→ **WORK REQUIRED**
Within the records below, find each line with the word "adds" and copy it out.
....................
PR #35, opened 2022-02-11
RFC: Add cached geocoding example & docs

graham-skylight:
# Example Function App w/ Caching

This PR adds an example geocoding function app (using the Census endpoint) while caching the lookups in redis for a week.

## Questions

* Is a function app always going to be the best way to do this?
* Can we think of a way to better integrate this with the notebooks?

## Azure Setup Screenshots

The README has more detailed instructions to set up an Azure environment - these screenshots are the not-super-obvious parts involving the config.

Grabbing connection values from Redis

redis-settings-screenshot

Adding them to the function app

function-config-screenshot


NatHillardUSDS:
Following on to your arch question: I'm curious about serverless alternatives to Azure Cache for Redis; this [bills by the hour](https://azure.microsoft.com/en-us/pricing/details/cache/), rather than on-demand. We're obviously up against two paradigms - persisted + stateless - but I am curious if there might be a way to access a cache on demand? 

I know global objects can potentially persist between function invocations; there are also [durable entities](https://docs.microsoft.com/en-us/azure/azure-functions/durable/durable-functions-entities?tabs=python) which do this. This might be an avenue at least worth comparing, so as to avoid an always-on server?

graham-skylight:
Durable entities sound like they could be worth a shot - I also ran across Cosmos (https://azure.microsoft.com/en-us/pricing/details/cosmos-db/) which has a 'serverless' option where they price per request rather than instance hours

graham-skylight:
I looked into Cosmos and durable entities a bit:

## Cosmos DB

Cosmos has a serverless option where we'd pay by the 'request unit' - something like $0.30 / million smallish requests. They've got Cassandra and MongoDB drivers and a TTL option to expire keys.

## Durable Entities

It looks like we could hack something together, but I ran into a few issues with needing a storage account. Beyond that, it's not obvious how you can expire keys, so it looks like something we'd have to do manually. Also, I'd suspect that it's probably fine, but I haven't been able to find a ton about performance (we'd be using it as a cache layer after all).


All of that said, do we have enough information to work towards an actual implementation?

bmaden-usds (commented):
To run the tests, you should be able to rebase or merge main and then add `CachedGeocode` to the list of functions to test in `.github/workflows/test.yaml:20`.

This was just added by a PR I merged, so I'd also like to make sure it's working : )

graham-skylight:
FYI - the github actions failure is trying to test the DSTP function app from #18

bmaden-usds:
> FYI - the github actions failure is trying to test the DSTP function app from #18

Do we think that will get merged soon?  If so, I'd say just let this fail until it gets merged.

However.... green check marks are nice.  We could just disable the java/kotlin checks for now.  An easy way to do that would be:

```
diff --git a/.github/workflows/test.yaml b/.github/workflows/test.yaml
index d03a693..6f001b5 100644
--- a/.github/workflows/test.yaml
+++ b/.github/workflows/test.yaml
@@ -40,6 +40,7 @@ jobs:
           python -m pytest
 
   unit-test-java:
+    if: ${{false}}  # disable until at least 1 kotlin function app is available to test
     runs-on: ubuntu-latest
     strategy:
       matrix:
```

graham-skylight:
Agreed - I'm fine letting it fail for now (just wanted to let other reviewers know why there's a big red x). I think the big question remaining is using redis vs cosmos and how far we want to go for the initial spike

NatHillardUSDS:
Yeah my thoughts here are that we should merge this current ticket and create a separate spike on the tradeoffs of the other potential options; meanwhile once we decide we can have another to handle adding this to terraform?

PR #36, opened 2022-02-17
Spike: Use Cosmos DB as a serverless cache

graham-skylight:
# Overview

This modifies the redis cache from #35 to use the serverless version of Cosmos DB as a caching layer.

## VS Redis

These endpoints typically return in 300-500ms for a cache hit (vs Redis' ~100ms), but that's almost certainly due to the serverless option.

However, this probably comes into play if the geocoding service we're using is relatively fast/cheap - if it regularly beats 300ms for a geocoding lookup, then caching in Cosmos DB would actually slow things down. At that point we'd want to look into either booting a regular instance or using Redis.


JSkeets:
I honestly have little preference in Redis vs Cosmos. I feel we make a decision stick with it, and move on. If we need performance improvements if the project grows we can address them then. It seems that Cosmos will allow us to get off the ground quicker, which seems like a win to me.

bamader (approved):
Echoing what Jesse said, +1 for Cosmos. Having proofed the geocoding code and done some runs with Vincent, it like never beats the 300ms mark so caching should generate some performance savings.

graham-skylight:
Thanks all - going to merge this and switch the ADR to pick Cosmos

PR #37, opened 2022-02-18
Add draft ADR for caching

graham-skylight:
Open a discussion about the outcome of the caching spikes (#35 , #36)

### DIFF
--- a/docs/decisions/0003-caching-layer.md
+++ b/docs/decisions/0003-caching-layer.md
@@ -1,0 +1,59 @@
+# 3. Select a caching layer for repetitive lookups
+
+Date: 2022-02-18
+
+## Status
+
+Draft
+
+## Context and Problem Statement
+
+Several data augmentations may end up being somewhat to very repetitive, and a caching layer may help with
+
+- Speeding up repeated actions
+- Reducing the cost of external services
+
+## Decision Drivers
+
+- **Simplicity** - We want to be able to reason about the architecture without cluttering things up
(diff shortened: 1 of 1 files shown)


bamader (approved):
Personally, I like all the options except 2. I'm not concerned with the performance hits of Cosmos, but am very concerned about request pricing for development purposes. I like Azure Cache in general, but managing extra infra goes against my personal belief that we should make the minimal infrastructure choices we can to get things managed. Finally, for Python's LRU cache, it's unclear to me if batch caching would actually be a big problem, but that would likely depend on our choice of implementation. Great summary putting this together, though, and I particularly love the articulation of the decision drivers!

graham-skylight:
Yep! I think I personally like Redis & Cosmos pretty much equally (infra vs :shrug: pricing basically). I think the LRU cache would be nice, but only if we'd be able to guarantee a batch run - if that's what we end up doing then things get way easier.

bryan-skylight (approved):
Overall, this looks great to me. Clear, concise, and lays out great options for consideration. My only question is whether we should add more details to the Decision Outcome section, possibly noting who weighed in on the decision, or adding links to conversations? I don't know if there's value in this given that we could simply use the PR review approvals as a proxy for who weighed in, and I don't want to create work if there's no value. I just wanted to raise the idea to see what others thought.

graham-skylight:
I think I'm generally in favor of looking up the PR if we need that level of granularity, but also I tend to think of ADRs as more about the decision rather than the deciders if that makes sense.

PR #38, opened 2022-02-18
Add pre-commit config to run checks locally

bmaden-usds:
For thought and discussion.  There don't seem to be any real downsides for using local checks using `pre-commit` since it only adds optional configuration changes to the local dev environment.

This PR makes two changes:

1. Add a [`pre-commit`](https://pre-commit.com/) configuration to run the code checks locally that are already run on PRs (https://github.com/CDCgov/prime-public-health-data-infrastructure/pull/31).  This runs `black` and `flake8` on python code and `terraform fmt` on terraform code.  `terraform` may not be installed locally by all developers and in that case, this terraform check will pass allowing this config to be used even if terraform isn't installed.  This check was done instead the available terraform pre-commit repos because all of them I checked fail when terraform is not available.
2. Run test workflow on push to `main`, this will trigger it to run after PR merges and in any case where code is pushed directly to `main`

Some info about using pre-commit has been added to [docs/getting_started.md](https://github.com/CDCgov/prime-public-health-data-infrastructure/blob/bmaden-usds/pre-commit/docs/getting_started.md#pre-commit-optional) to describe how to set up and use pre-commit.

If pre-commit is not installed or if you do not install the hooks, then these changes will not affect you.


NatHillardUSDS (approved):
This is awesome, thanks again Brett for a great change! One thing that has come up in discussion: we probably don't want the python code in our notebooks to be formatted via Black; is it possible to add `src/notebooks` to an exception list for both `precommit` and the github action?

bmaden-usds:
> is it possible to add `src/notebooks` to an exception list for both `precommit` and the github action?

Yes, definitely!  I pushed another commit into this PR that makes that change.  It adds a `black` configuration that applies to both the github workflow and running locally.  I went ahead and updated the workflow so it doesn't install the jupyter extras for black since it is no longer necessary.

PR #41, opened 2022-02-23
Update Java Test Runner to Java 11

bryan-skylight:
# Definition
Updates the Java version from 8 to 11 in the Github actions so that `java.net.http` is supported.

# Screenshots
N/A

# Feedback
Does this automatically use Java 11 on the backend? There's nothing else we need to do?


NatHillardUSDS (approved):
LGTM!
....................
→ **ANSWER BOX**
This PR adds an example geocoding function app (using the Census endpoint) while caching the lookups in redis for a week.
For thought and discussion.  There don't seem to be any real downsides for using local checks using `pre-commit` since it only adds optional configuration changes to the local dev environment.
Yes, definitely!  I pushed another commit into this PR that makes that change.  It adds a `black` configuration that applies to both the github workflow and running locally.  I went ahead and updated the workflow so it doesn't install the jupyter extras for black since it is no longer necessary.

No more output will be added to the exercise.